▶ **YOUR INSTRUCTIONS**: Without leaving out a single line, copy the records exactly.

### DATA UNDER STUDY ###

PR #373, opened 2021-09-02
Update disk quota with correct syntax

rachaelcodes:
Same principle as #370 for attempting to update the disk space we have allocated in PaaS, but with correct syntax this time round.


simonwo (approved):
Ha, I did wonder, but thought it was just YAML being a bizarre langauge…

stuaxo (approved):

###

▶ **TASK RESULT**:
PR #373, opened 2021-09-02
Update disk quota with correct syntax

rachaelcodes:
Same principle as #370 for attempting to update the disk space we have allocated in PaaS, but with correct syntax this time round.


simonwo (approved):
Ha, I did wonder, but thought it was just YAML being a bizarre langauge…

stuaxo (approved):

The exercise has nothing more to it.